Thursday, April 18, 2019

My Grandfather (Reinhardt Theodore)

I was pitching a fit; it was my day to ride our pony and my visiting cousin was on him. Suddenly my Grandmother quietly said to me “Your Grandfather thinks so highly of you; how do you think this would make him feel?” I was stunned to silence. I hadn’t known that my Grandfather even knew I existed. He lived in a higher world than I, benignly remote; he was always in the background, quietly smoking his cigars.  I don’t remember ever talking to him, but I recall him sitting in their Living room, with a spittoon and a totem of chewed gum next to him.

He sang for weddings and funerals in his beautiful tenor voice. My Aunt Darlene often accompanied him with her flawless soprano (a they did at my wedding). My aunts sang when they did dishes ranging, from alto to soprano. Aunt Angeline had her own radio show when I was growing up singing and playing the guitar, and probably accordion, but that’s another story.

Grandpa’s hands were legend they were so big. Forgetting his sports jacket in the car that drove off with a relative after my sister’s wedding, he borrowed my Father’s for pictures and had a hard time getting his hands through the sleeves.

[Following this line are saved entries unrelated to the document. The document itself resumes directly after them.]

PR #521, opened 2020-06-12
Recursive minimum

nikomatsakis:
This makes two changes:

* Correct the minimum tracking for negative goals -- actually, I should try to craft a test that shows how the old behavior was wrong
* Pass the minimums using the stack, rather than as an extra variable. The motivation here is that this "minimums" information would eventually move into salsa and we would prefer then for it to be passed "behind the scenes".

### DIFF
--- a/chalk-solve/src/recursive.rs
+++ b/chalk-solve/src/recursive.rs
@@ -129,8 +129,8 @@ impl<'me, I: Interner> Solver<'me, I> {
         // - None < Some(CannotProve)
         // the function which maps the loop iteration to `answer` is a nondecreasing function
         // so this function will eventually be constant and the loop terminates.
+        let minimums = &mut Minimums::new();
         loop {
-            let minimums = &mut Minimums::new();
             let (current_answer, current_prio) = self.solve_iteration(&canonical_goal, minimums);
 
             debug!(
--- a/chalk-solve/src/recursive.rs
+++ b/chalk-solve/src/recursive.rs
@@ -5,7 +5,7 @@ mod search_graph;
 mod solve;
 mod stack;
 
-use self::lib::{Minimums, Solution, UCanonicalGoal};
+use self::lib::{Solution, UCanonicalGoal};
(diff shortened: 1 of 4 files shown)


nikomatsakis:
OK, as I dig in, I'm realizing that the handling of negative goals and recursion in the recursive solver is really not quite right. We're basically mishandling *exactly* the case around negative cycles, e.g. a rule like `A :- not { A }`. The correct answer according to the Well-Formed Semantics here is Ambiguous, I believe -- you can't declare that A is true, because there is no rule that would justify it, but if you say that A is *false*, then there is a rule that justifies A as true.

We actually kind of removed support for these sorts of cycles from the SLG solver, I believe it now propagates back a "floundered" style error of some kind, and perhaps we should do the same in the recursive solver. This is precisely the case that SLG solvers aim to support with "delayed goals". 

As a side note, I'm increasingly of the opinion that I'd like to remove `not` goals altogether but it would require us to address coherence and specialization in some other way.

nikomatsakis:
Current behavior of the recursive solver in that scenario is to make `A` provable. If we fix various bugs in the recursive solver (I have some fixes locally), then we wind up with an infinite cycle:

* You start out assuming A cannot be proven, and you get back that it can
* Then you assume it *can* be proven, iterate, and find out that it *can't*
* So then you assume that it can...

etc. Basically you never converge on a fixed point.

nikomatsakis:
(I have some thoughts on the right fix here and will try to find some time to code it up this weekend; interestingly it definitely impacts the idea of what to do for salsa, since I forgot about the need to handle negative (i.e., non-monotonic) edges within cycles. Pain in the neck.)

nikomatsakis:
I'm going to close this PR and open a new one for the work on fixing how we handle minimums and negative edges. Once that is done, we'll have to figure out how to reconcile those changes with my desire to not thread minimums around explicitly (and in particular with salsa; it definitely adds a wrench in the works).

PR #523, opened 2020-06-13
Add method to get repr data of an ADT to ChalkDatabase

### LINKED ISSUE #517: Add callback to get repr data
To perform some of wf checks, we need to know whether or not struct has `#[repr(C)]` or `#[repr(packed)]` (only those two). So we need to add a database callback to get that info given an adt id and extend the parser to account for it in ChalkDatabase.

This issue has been assigned to @voidc via [this comment](https://github.com/rust-lang/chalk/issues/517#issuecomment-643694192).

voidc:
Hi everyone! I'm Dominik and I'm interested in getting involved in rustc and chalk development. #517  seems like a good place to start and get familiar with the code.
With this WIP PR I would like to get some feedback on whether I understood the issue correctly and this is going in the right direction.

closes #517

### DIFF
--- a/chalk-parse/src/parser.lalrpop
+++ b/chalk-parse/src/parser.lalrpop
@@ -59,8 +59,13 @@ WellKnownTrait: WellKnownTrait = {
      "#" "[" "lang" "(" "unsize" ")" "]" => WellKnownTrait::Unsize,
 };
 
+StructRepr: StructRepr = {
+     "#" "[" "repr" "(" "C" ")" "]" => StructRepr::C,
+     "#" "[" "repr" "(" "packed" ")" "]" => StructRepr::Packed,
+};
+
 StructDefn: StructDefn = {
-    <upstream:UpstreamKeyword?> <fundamental:FundamentalKeyword?> <phantom_data:PhantomDataKeyword?>
+    <upstream:UpstreamKeyword?> <fundamental:FundamentalKeyword?> <phantom_data:PhantomDataKeyword?> <repr:StructRepr?>
         "struct" <n:Id><p:Angle<VariableKind>>
         <w:QuantifiedWhereClauses> "{" <f:Fields> "}" => StructDefn
     {
@@ -73,6 +78,7 @@ StructDefn: StructDefn = {
             fundamental: fundamental.is_some(),
             phantom_data: phantom_data.is_some(),
         },
+        repr: repr.unwrap_or_default(),
     }
 };
 
--- a/chalk-parse/src/parser.lalrpop
+++ b/chalk-parse/src/parser.lalrpop
@@ -59,11 +59,10 @@ WellKnownTrait: WellKnownTrait = {
      "#" "[" "lang" "(" "unsize" ")" "]" => WellKnownTrait::Unsize,
 };
 
-StructReprC: () = "#" "[" "repr(C)" "]";
-StructReprPacked: () = "#" "[" "repr(packed)" "]";
+StructRepr: Atom = "#" "[" "repr" "(" <name:Id> ")" "]" => name.str;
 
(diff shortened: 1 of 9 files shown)


Areredify:
Good start, couple of things I want to point out:
a) `#[repr(C)]` and `#[repr(packed)]` are not mutually exclusive, so you shouldn't use an enum to represent repr.
b) Storing repr data in `AdtDatum` is what we wanted to avoid by using callbacks to `RustIrDatabase`; you need to store it in `Program` instead.

voidc:
Thanks for the feedback; I revised my PR accordingly. I'm not sure why the tests are failing though.

Areredify:
Hmm, not sure, it doesn't like the letter "C" for some reason

voidc:
I think what is going is that due to [this](https://github.com/rust-lang/chalk/pull/523/files#diff-6fa8bab6c97bead41db277caab4db7a2R61) line the character C becomes a separate token which breaks occurrences of "C" as an identifier. I'm pretty clueless on how to fix this.

Areredify:
I have no idea how lalrpop works internally, @nikomatsakis should know

nathanwhit:
I think that (roughly) what happens is that the identifier `C` becomes a terminal, and so it behaves like a reserved identifier/keyword. It's the same behavior as if, for instance, you declared a struct named `impl` which the parser would reject because "impl" behaves as a reserved keyword. We don't want this for `C`, however, since we only care about `C` (and `packed` for that matter) in the context of a `repr` attribute.

I'll leave suggestions to fix it in a separate comment.

chalk-parse/src/parser.lalrpop
```diff
@@ -58,8 +58,11 @@ WellKnownTrait: WellKnownTrait = {
      "#" "[" "lang" "(" "unsize" ")" "]" => WellKnownTrait::Unsize,
 };
 
+StructReprC: () = "#" "[" "repr" "(" "C" ")" "]";
```
nathanwhit, line 61:
```suggestion
StructReprC: () = "#" "[" "repr(C)" "]";
```

chalk-parse/src/parser.lalrpop
```diff
@@ -58,8 +58,11 @@ WellKnownTrait: WellKnownTrait = {
...
+StructReprPacked: () = "#" "[" "repr" "(" "packed" ")" "]";
```
nathanwhit, line 62:
```suggestion
StructReprPacked: () = "#" "[" "repr(packed)" "]";
```

chalk-parse/src/parser.lalrpop
```diff
@@ -58,8 +58,11 @@ WellKnownTrait: WellKnownTrait = {
      "#" "[" "lang" "(" "unsize" ")" "]" => WellKnownTrait::Unsize,
 };
 
+StructReprC: () = "#" "[" "repr(C)" "]";
+StructReprPacked: () = "#" "[" "repr(packed)" "]";
```
nikomatsakis, line 62: I think for this we should just parse any identifier and then generate a list of identifiers in the AST, perhaps, which lowering can match against "C" or "packed", or else have a `match` statement that examines the identifier in the parser:

```
StructRepr: XXX = "#" "[" "repr" "(" <name:Ident>")" "]" => {
    match name {
        "C" => ...
        "repr" => ...
    }
}
```

voidc: I implemented your suggestion so that StructRepr now parses to an Atom.

jackh726:
I think this looks good. @Areredify do you think we need anything other than `repr(C)` and `repr(packed)`?

Areredify:
Not for the foreseeable future I think

nikomatsakis:
Thanks @voidc!

Issue #506, opened 2020-06-09
refactor how RustIr manages ADTs (and maybe other types)


nikomatsakis:
Currently the `RustIrDatabase` trait has methods that return `Arc<SomeRustIrType>`, but this doesn't map that well to rustc, as it must create these awkward types. We could instead have finer-grained methods. For the case of ADTs, we might have e.g.:

* num_variants(adt_id)
* num_fields(adt_id, variant_index)
* field_type(adt_id, variant_index, field_index)

PR #524, opened 2020-06-14
Support for ADTs

### LINKED ISSUE #505: extend chalk ADTs with information about variants
We have a notion of ADTs but it can't capture the notion of having multiple variants and fields per variant. Part of #368.

This might be best done by also fixing #506.

This issue has been assigned to @doctorn via [this comment](https://github.com/rust-lang/chalk/issues/505#issuecomment-641578908).

doctorn:
This is far from complete (I have practically no tests right now and I haven't really attempted any of the refactoring suggested in #506) however I thought this would be a good point to get some eyes on this as it doesn't break any tests... Any thoughts?

Will eventually resolve #505

### DIFF
--- a/chalk-parse/src/ast.rs
+++ b/chalk-parse/src/ast.rs
@@ -20,7 +20,7 @@ pub struct Program {
 
 #[derive(Clone, PartialEq, Eq, Debug)]
 pub enum Item {
-    StructDefn(StructDefn),
+    AdtDefn(AdtDefn),
     FnDefn(FnDefn),
     ClosureDefn(ClosureDefn),
     TraitDefn(TraitDefn),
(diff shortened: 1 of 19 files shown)


chalk-parse/src/ast.rs
```diff
@@ -29,19 +29,26 @@ pub enum Item {
...
-    pub flags: StructFlags,
 }
 
 #[derive(Clone, PartialEq, Eq, Debug)]
-pub struct StructFlags {
+pub struct AdtFlags {
     pub upstream: bool,
     pub fundamental: bool,
     pub phantom_data: bool,
+    pub struct_: bool,
```
jackh726, line 51: This should probably be a enum of `Struct, Enum, Union`

chalk-solve/src/clauses/builtin_traits/sized.rs
```diff
@@ -14,22 +14,37 @@ fn push_adt_sized_conditions<I: Interner>(
...
 
     let interner = db.interner();
 
-    // To check if an ADT type S<..> is Sized, we only have to look at its last field.
-    // This is because the WF checks for ADTs require that all the other fields must be Sized.
-    let last_field_ty = adt_datum
+    // To check if an ADT type S<..> is Sized, we only have to look at the last field of each
+    // of its variants. This is because the WF checks for ADTs require that all the other
+    // fields must be Sized.
+    let last_field_tys = adt_datum
```
nathanwhit, line 40: WF checks for enums require that *all* fields of all variants are `Sized`, so all well-formed enums are `Sized`. As a result, here we only need to check if the last field is `Sized` if the ADT is a struct.

chalk-solve/src/rust_ir.rs
```diff
@@ -93,15 +93,24 @@ impl<I: Interner> AdtDatum<I> {
 
 #[derive(Clone, Debug, PartialEq, Eq, Hash, Fold, HasInterner)]
 pub struct AdtDatumBound<I: Interner> {
-    pub fields: Vec<Ty<I>>,
+    pub variants: Vec<AdtDatumVariant<I>>,
     pub where_clauses: Vec<QuantifiedWhereClause<I>>,
 }
 
+#[derive(Clone, Debug, PartialEq, Eq, Hash, Fold, HasInterner)]
+pub struct AdtDatumVariant<I: Interner> {
```
nathanwhit, line 101: `AdtDatumVariant` reads a bit strangely to me, maybe `AdtVariantDatum`?

chalk-solve/src/rust_ir.rs
```diff
@@ -93,15 +93,24 @@ impl<I: Interner> AdtDatum<I> {
...
+
 #[derive(Clone, Debug, PartialEq, Eq, Hash)]
 pub struct AdtFlags {
     pub upstream: bool,
     pub fundamental: bool,
     pub phantom_data: bool,
+    /// `true` if the ADT was lowered from a `struct` (this information is required
+    /// for determining if we have built-in `Unsize` impls as `enum`s can never be
+    /// `Unsize`).
+    pub struct_: bool,
```
nathanwhit, line 113: We should use an enum (as described in [this comment](https://github.com/rust-lang/chalk/pull/524/files#r439853744)) here as well.

doctorn:
Rebased - I'm just working on the final tests now

jackh726:
So, we previously talked about merging *last week*. I went ahead and rebased and added the tests and updated for the new display tests. So, I'm gonna go ahead and merge this.

Thanks @doctorn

I know most about Grandpa from stories told about him: his days running a lumber camp in Northern Wisconsin when my mother was young, being knocked out by his Percheron workhorse team as they ran on either side of a telephone pole with him between them. I also know him from images, some of which I took. My favorites are of him as a middle-aged man sitting listening to the radio, with my Grandmother when they were old, and as he met my nephew for the first time (unfortunately on a slide I have not converted to digital).


While in the hospital shortly before he died, I heard my Grandmother say to him, referring to Jesus "He is our lifeline." After he died, walking across a park in Platteville in 1982, on my way home from work, a scent reached my nostrils and I immediately thought of him. It was cigar smoke.

Monday, April 1, 2019

My Grandmother


My Grandmother’s name was Elenora, Wilhelmina, Johanna, pronounced “yohanna”. My name, a shortened version of hers, was one of many gifts from this intense woman.

During the Great Depression, to make ends meet, she ran the dairy farm as Grandpa ran a logging camp further north in Wisconsin. After Grandma and Grandpa left the farm and moved into town, they were fortunate to land in a place where they could in effect keep on farming on a smaller scale. They raised and sold produce from their “Garden of Eat’n”, raised chickens, geese, sheep and even a heifer. From that “farm,” she created goose down pillows for all her grandchildren.

The town decided to put fluoride in the water system. Incensed, Grandma took a dead chicken, to the hearing and slung it in front of whoever was in charge. She wanted to make the point that she used fluoride to kill the lice on her chickens; that it was poison. She was hauled forcefully out of the room.

I was enchanted by both my Paternal and Maternal Grandmother’s homes. One day when I was around eight, I told Grandma how beautiful I thought her chandelier was. When they left the farm, it was mine. The structure of the chandelier has not survived the years, but I use ten of the crystals on our Christmas tree; the rest I gave to my nephew.

Even after she left their place in town, after Grandpa died, Grandma raised chickens until she went to the nursing home. She couldn’t stand store bought food.



Next to Grandma’s kitchen sink, only a few inches deep, was a glass cake pan in which fluttered fan tailed gold fish amid feathery water plants. A philodendron grew out of the water. The set up was enchanting, especially looking down on the undulating fish. She created many such beguiling environments, including the gardens that surrounded their home.

Grandma wore her wedding dress dyed gold for their fiftieth anniversary, and trundled Grandpa into the church in a wheelbarrow.


At her funeral my sister was scandalized when the pastor said “Now, there were some who did not like Nora.” I found it wonderful – he clearly knew her and was not of that group. Not long before she died, she wrote a Christmas play with parts for people from the congregation. Not only did she write the play, she also sewed costumes for everyone: elder men as wise men, younger as shepherds, Mary, Joseph, and so on. She was annoyed that someone switched out the hymns she had chosen. At the time I thought “Good grief, Grandma, they did your play.” Now I am in complete agreement with her.

She was intense; she was not a sit back and criticize kind of person, she was a go for it and put in a lot of work to make something excellent kind of person.  She was not always easy for people to “take”. I share that quality of her intensity; I hope I share her excellence.